While the Sloane Ms. 2530 has a number of inns listed as prize-fight venues, in his study and transcription of the manuscript, "The Noble Science," Herbert Berry notes that the Ms. 2530 was neither the official register of the company nor a complete accounting of the company's activities. We know from other documents of the time, such as letters to the Aldermen of the City of London asking for permission to hold a prize-fight with all the attendant pomp, that other sites were used that were not noted in Ms. 2530. Although I have not yet found proof that any prizes were fought at the Boar's Head, it seems to me to be a good enough example of an inn-yard which was converted over time to a true play-house. That said, I did note that in "The Boar's Head Playhouse" (Folger Books, 1986) Berry speculates that the stage built in 1598 - 3'6" high, and it specifically had a railing to prevent the audience from trying to climb up - could have been placed in the middle of the yard with the hope of enticing prize-fights to happen there.

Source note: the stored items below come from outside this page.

PR #15, opened 2026-04-18
specs: fix eviction policy contradiction — adopt lru_drop for v1

r12f:
## Summary

Spec 004 §5.2 stated *"We deliberately do not evict; eviction policy is a v2 conversation"* which directly contradicts spec 002 §6 that defines `lru_drop` as the v1 eviction policy.

**Decision (per DPU-25):** spec 002 is correct — `lru_drop` is the v1 policy.

### Spec 004 (backend architecture)
- **§5.2**: Replaced the no-eviction statement with a reference to spec 002 §6's `lru_drop` policy
- **§11**: Updated `counter_table_full` error counter description to note that eviction is triggered

### Spec 000 (overview)
- **§5 step 5**: Fixed cross-reference from "spec 003 to be written" → "spec 002" 
- **Open questions item 3**: Replaced open question about eviction policy with the decided answer (`lru_drop`)

## Verification
- Searched all specs for eviction/lru references — no other contradictions found
- Specs 002, 005, 006, 007 already correctly reference `lru_drop` / eviction from spec 002

Resolves: DPU-25

### DIFF
--- a/specs/000-overview.md
+++ b/specs/000-overview.md
@@ -5,6 +5,7 @@
 | Version | Date       | Author      | Changes |
 | ------- | ---------- | ----------- | ------- |
 | 0.1     | 2026-04-18 | Riff (r12f) | Initial draft. Establishes mission, scope, component map, repo layout, build/release model, glossary (incl. flow / flow-rule), and pointers to the canonical spec template at [`TEMPLATE.md`](TEMPLATE.md). |
+| 0.2     | 2026-04-18 | BF-3 (bf3)  | Fix eviction policy references: §5 step 5 now points to spec 002 (not 003); §open-questions item 3 updated to reflect `lru_drop` decision. |
 
 ---
 
@@ -151,7 +152,7 @@ packets         |     v                                         |
 4. **Match & key.** L2–L4 parser produces a flow key (5-tuple + VRF/VNI when
    available) and per-packet metadata (length, TCP flags, timestamp).
 5. **Update.** Flow table lookup; on hit, update counters in place; on miss,
-   insert a new flow record (with eviction policy per spec 003 to be written).
+   insert a new flow record (with eviction policy per spec 002).
 6. **Snapshot.** Frontend periodically reads the backend's exposed snapshot
    (lock-free / RCU-style; details in spec 002) and builds an aggregate view.
 7. **Export.** Frontend pushes records to configured exporters and serves
@@ -333,8 +334,7 @@ explanations of each rule.
 2. **Snapshot transport** — shared memory ring vs. local Unix-domain socket
    vs. gRPC. Decided in spec 002. *Default:* shared-memory ring (lowest
    overhead on DPU).
-3. **Flow table eviction policy** — LRU, time-based, or hybrid. Decided in
-   spec 003. *Default:* time-based with active/idle timeouts (IPFIX-aligned).
+3. **Flow table eviction policy** — `lru_drop` (decided in spec 002 §6).
 4. **Distro target** — Ubuntu 22.04 only, or also DOCA's recommended base?
    Decided in spec 005. *Default:* Ubuntu 22.04 arm64.
 5. **Frontend API authn/authz** — v1 ships with UNIX-group-based access on a
--- a/specs/000-overview.md
+++ b/specs/000-overview.md
@@ -5,7 +5,7 @@
 | Version | Date       | Author      | Changes |
 | ------- | ---------- | ----------- | ------- |
 | 0.1     | 2026-04-18 | Riff (r12f) | Initial draft. Establishes mission, scope, component map, repo layout, build/release model, glossary (incl. flow / flow-rule), and pointers to the canonical spec template at [`TEMPLATE.md`](TEMPLATE.md). |
-| 0.2     | 2026-04-18 | BF-3 (bf3)  | Fix eviction policy references: §5 step 5 now points to spec 002 (not 003); §open-questions item 3 updated to reflect `lru_drop` decision. |
+| 0.2     | 2026-04-18 | Riff (r12f)  | Fix eviction policy references: §5 step 5 now points to spec 002 (not 003); §open-questions item 3 updated to reflect `lru_drop` decision. |
 
 ---
 
--- a/specs/004-backend-architecture.md
+++ b/specs/004-backend-architecture.md
@@ -5,7 +5,7 @@
 | Version | Date       | Author       | Changes |
 | ------- | ---------- | ------------ | ------- |
 | 0.1     | 2026-04-18 | Riff (r12f)  | Initial draft of `infmon-backend` (VPP plugin). Linear-probing flow table with offset-based descriptors, memory ordering, epoch-based RCU, scratch cap, alloc-failed recovery; internal identifiers use `flow_rule*` per Spec 002 mental model; per-worker scratch-triple and §6 emit format use `flow_rule_index` (u32 handle), keeping the 24 B/entry estimate. |
-| 0.2     | 2026-04-18 | BF-3 (bf3)   | Fix eviction policy contradiction: §5.2 now adopts `lru_drop` (spec 002 §6) instead of deferring eviction to v2. Updated §11 `counter_table_full` description accordingly. |
+| 0.2     | 2026-04-18 | Riff (r12f)   | Fix eviction policy contradiction: §5.2 now adopts `lru_drop` (spec 002 §6) instead of deferring eviction to v2. Updated §11 `counter_table_full` description accordingly. |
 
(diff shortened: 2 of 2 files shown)


banidoru (commented):
Spec-only fix, changes are clear and well-scoped. A few issues:

- `infmon_flow_rule_evictions_total` referenced in §5.2 but not defined in §11 error counter table — add it or cross-ref where it lives
- Eviction failure reuses `counter_insert_retry_exhausted` (CAS retry counter) — may conflate two distinct failure modes
- `counter_table_full` description says eviction is triggered, but the counter name implies the table stayed full — clarify semantics (fires before or after eviction attempt?)

specs/004-backend-architecture.md
```diff
@@ -158,8 +159,11 @@ struct infmon_slot {
   exhaustion we increment a per-table `insert_failed` counter and drop
   the contribution from this packet (the packet itself still goes to
   `drop`, like every other packet — InFMon never forwards).
-- Table full → contribution dropped, `table_full` counter incremented.
-  We deliberately do not evict; eviction policy is a v2 conversation.
+- Table full → the `lru_drop` eviction policy (spec 002 §6) applies:
+  evict the least-recently-updated key, drop its residual counters,
+  increment `infmon_flow_rule_evictions_total`, and insert the new key.
```
banidoru, line 164: `infmon_flow_rule_evictions_total` is referenced here but doesn't appear in the §11 error counter table. Should it be added there, or is it exposed via a different stats mechanism (e.g. Prometheus gauge)? Either way, the spec should say where this counter lives.

specs/004-backend-architecture.md
```diff
@@ -158,8 +159,11 @@ struct infmon_slot {
...
+  If eviction itself fails, the contribution is dropped and
+  `counter_insert_retry_exhausted` is incremented.
```
banidoru, line 166: Reusing `counter_insert_retry_exhausted` for eviction failure conflates two distinct failure modes: (1) CAS retries exhausted during normal insert, and (2) eviction-then-insert failure. Operators debugging table-full events would benefit from a dedicated counter (e.g. `counter_eviction_failed`) to distinguish the two paths.

specs/004-backend-architecture.md
```diff
@@ -373,7 +377,7 @@ The plugin exposes the following error counters via the standard VPP
 | `inner_parse_failed`          | Inner L2/L3/L4 parse error after decap.              |
 | `flow_rule_no_match`           | Packet matched zero flow_rules (informational).       |
 | `counter_insert_retry_exhausted` | CAS retries exceeded `INFMON_INSERT_RETRY`.        |
-| `counter_table_full`          | Table reached `max_keys_per_flow_rule`.               |
+| `counter_table_full`          | Table reached `max_keys_per_flow_rule`; `lru_drop` eviction triggered (spec 002 §6). |
```
banidoru, line 380: The description now says eviction is triggered, but the counter name `counter_table_full` suggests the table *remained* full. Consider clarifying the semantics: does this counter fire when the table is full *before* attempting eviction (i.e., every time eviction is attempted), or only when eviction fails and the table is still full? If the former, the name is slightly misleading post-eviction.

specs/000-overview.md
```diff
@@ -151,7 +152,7 @@ packets         |     v                                         |
 4. **Match & key.** L2–L4 parser produces a flow key (5-tuple + VRF/VNI when
    available) and per-packet metadata (length, TCP flags, timestamp).
 5. **Update.** Flow table lookup; on hit, update counters in place; on miss,
-   insert a new flow record (with eviction policy per spec 003 to be written).
+   insert a new flow record (with eviction policy per spec 002).
 6. **Snapshot.** Frontend periodically reads the backend's exposed snapshot
    (lock-free / RCU-style; details in spec 002) and builds an aggregate view.
 7. **Export.** Frontend pushes records to configured exporters and serves
```
banidoru, line 158: The link was updated to spec 002, but the text still implies the spec is not yet written. The phrase "to be written" should be removed, as the policy is now defined.

banidoru (commented):
- The new `lru_drop` eviction policy is a significant improvement, but the PR introduces minor inconsistencies in counter naming and documentation.
- The existing review comments correctly identify the main issues in `spec-004` regarding the new `infmon_flow_rule_evictions_total` counter, the reuse of `counter_insert_retry_exhausted`, and the ambiguous naming of `counter_table_full`.
- I have added one minor inline comment regarding a dangling reference in the overview spec.

specs/000-overview.md
```diff
@@ -333,8 +334,7 @@ explanations of each rule.
 2. **Snapshot transport** — shared memory ring vs. local Unix-domain socket
    vs. gRPC. Decided in spec 002. *Default:* shared-memory ring (lowest
    overhead on DPU).
-3. **Flow table eviction policy** — LRU, time-based, or hybrid. Decided in
-   spec 003. *Default:* time-based with active/idle timeouts (IPFIX-aligned).
+3. **Flow table eviction policy** — `lru_drop` (decided in spec 002 §6).
```
banidoru, line 337: This item is now decided (`lru_drop` per spec 002 §6), yet it still sits in the **Open Questions** list. Consider either moving it to a "Resolved" section or striking it with a note, so readers don't treat it as still open.

specs/004-backend-architecture.md
```diff
@@ -158,8 +159,11 @@ struct infmon_slot {
   exhaustion we increment a per-table `insert_failed` counter and drop
   the contribution from this packet (the packet itself still goes to
   `drop`, like every other packet — InFMon never forwards).
-- Table full → contribution dropped, `table_full` counter incremented.
-  We deliberately do not evict; eviction policy is a v2 conversation.
+- Table full → the `lru_drop` eviction policy (spec 002 §6) applies:
+  evict the least-recently-updated key, drop its residual counters,
```
banidoru, line 163: "evict the least-recently-updated key" — how is LRU ordering tracked? A linear-probing table doesn't inherently maintain insertion/access order. If you're adding a `last_updated` timestamp per slot, that increases per-entry size and should be accounted for in the 24 B/entry estimate from §0.1. If relying on a different mechanism, it should be specified here.

banidoru, line 163: "drop its residual counters" — does the evicted flow's accumulated data get silently discarded, or is there a best-effort export/flush before eviction? For a monitoring tool, silently losing flow records on eviction could be a significant data-integrity concern. The spec should state the intended behavior explicitly.

banidoru (commented):
- Open question #3 is now decided but still lives in the "Open Questions" section — should be marked resolved or moved.
- §5.2 says "evict the least-recently-updated key" but doesn't specify the LRU tracking mechanism (timestamp per slot? separate list?) — important given the 24 B/entry budget.
- "Drop its residual counters" on eviction — unclear if evicted flow data is silently lost or flushed/exported first; data loss implications should be documented.
- Agree with existing feedback on the missing `infmon_flow_rule_evictions_total` row in §11 and the conflated failure counter.

banidoru (approved):
All reviewers approved. LGTM.

r12f:

specs/004-backend-architecture.md
r12f: Done — added `infmon_flow_rule_evictions_total` to the §11 counter table with description "Number of successful LRU evictions performed."

specs/004-backend-architecture.md
r12f: Done — added dedicated `counter_eviction_failed` counter in both §5.2 and §11 table. `counter_insert_retry_exhausted` now only covers non-eviction insert failures.

specs/004-backend-architecture.md
r12f: Done — clarified `counter_table_full` description: fires when table is full and eviction is initiated, not on eviction success/failure (those are tracked separately by `infmon_flow_rule_evictions_total` and `counter_eviction_failed`).

specs/000-overview.md
r12f: Already addressed in this PR — the "to be written" text was replaced with a reference to spec 002 in the eviction policy fix.

specs/000-overview.md
r12f: Done — struck through the resolved eviction policy question (item 3) in the Open Questions list and marked it as **Resolved**.

specs/004-backend-architecture.md
r12f: Done — added a note in §5.2 that LRU ordering is tracked via a `last_updated` timestamp stored in each slot (adds 8 B per entry to the §5.1 layout). Simplest approach that avoids a separate LRU linked list.

r12f: Done — stated explicitly that residual counters are silently dropped on eviction (v1 simplification, consistent with "drop" in `lru_drop` name). Flushing evicted counters before discard is deferred to v2.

So let's talk about what the stage and the inn-yard looked like at various points in its development! (All of this data is from "The Boar's Head Playhouse," by the way.) In its original form, the full size of the open yard was 55'7" x 54'6", and the first free-standing stage in the middle of this was 25'x39'7". 

To this point, I recently grabbed a tape measure, some cones, and a Lupold, and we laid out a rectangle the size of that initial stage. Then we took up a pair of spears - being the most sizeable weapons we'd expect to use in any of rapier, C&T, or A&S projects - and proceeded to play around in the list we'd set up. I am here to tell you that it was luxurious. Even when we were testing it on all angles while moving around one another, we never really felt as though we were in imminent danger of stepping outside the boundaries of the stage being used. (Or what would have happened in period, falling off of the stage.) I imagine that if the fighters were fighting across the shortest dimension with larger weapons that they'd be very aware of the edge, but as long as your fight didn't consist solely of backpedaling, you'd probably be fine.

From there, when the stage was moved to be permanently up against one of the buildings bordering the inn-yard which had been converted to a tiring-house, they kept the same basic dimensions for it. Notably, despite expanding the galleries available for the audience, there is no evidence of the stage height increasing; presumably the owners wanted to be able to fill the floor of the yard to the brim and have it visible from anywhere. The only other meaningful change to the stage would have been that it was accessible directly from the tiring-house, without steps or ramps or clambering up a three and a half foot step.

There we are! A reasonable example of a free-standing temporarily erected stage in an inn-yard, which could well have been used in prize-fights!

I think there'll be one more post wrapping up the London Masters of Defense rabbit hole, and then I'll try to roll it all together into a single short class for the kicks of it.